Global prices for uranium have leapt by almost 8%, as Kazakhstan, which accounts for more than 40% of the world’s production, struggles to contain widespread ongoing anti-government protests.
On Wednesday, uranium prices on the international market soared to $45.25 a pound from the $42 recorded the day before, according to data from nuclear fuel market research and analysis firm UxC, as quoted by Bloomberg.
Meanwhile, shares in the nation’s largest producer, Kazatomprom, were reportedly down 11% in London trading. At the same time, most uranium companies in North America and Australia extended the gains they recorded earlier this week, when the European Commission had pushed ahead with a draft to mark certain nuclear projects as sustainable.
A wave of violent protests have rocked the Central Asian nation – which had been part of the former Soviet Union – since Sunday, after a sharp hike in the cost of liquefied petroleum gas that occurred due to the removal of government price controls.

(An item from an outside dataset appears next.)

PR #16286, opened 2025-12-17
Arm backend: Disable relu-fusing for sym. quant

oscarandersson8218:
Adds new checks to quantization annotation to not fuse conv+relu patterns when output_qspec is symmetric. Symmetric quantization would force the zero-point to be 0, and in order for us to fuse relu the zero-point must equal qmin. Also adds new tests to verify that it works.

The demonstrators initially took to the streets of Zhanaozen, a town that was established back in the 1960s around a newly discovered oil field, but the rallies soon spread to other Kazakh cities, including the capital, Nur-Sultan, as well as Aktobe, Aktau, and Almaty, the largest metropolis and second capital, among others.
Kazakhstan is one of the world’s major energy powers, being among the top exporters of oil and in the leading 20 for gas. Its government has subsidized liquefied petroleum gas for years, but recently announced that keeping the prices so low had become unsustainable. The lifting of the subsidies inevitably prompted the cost to double in a matter of days.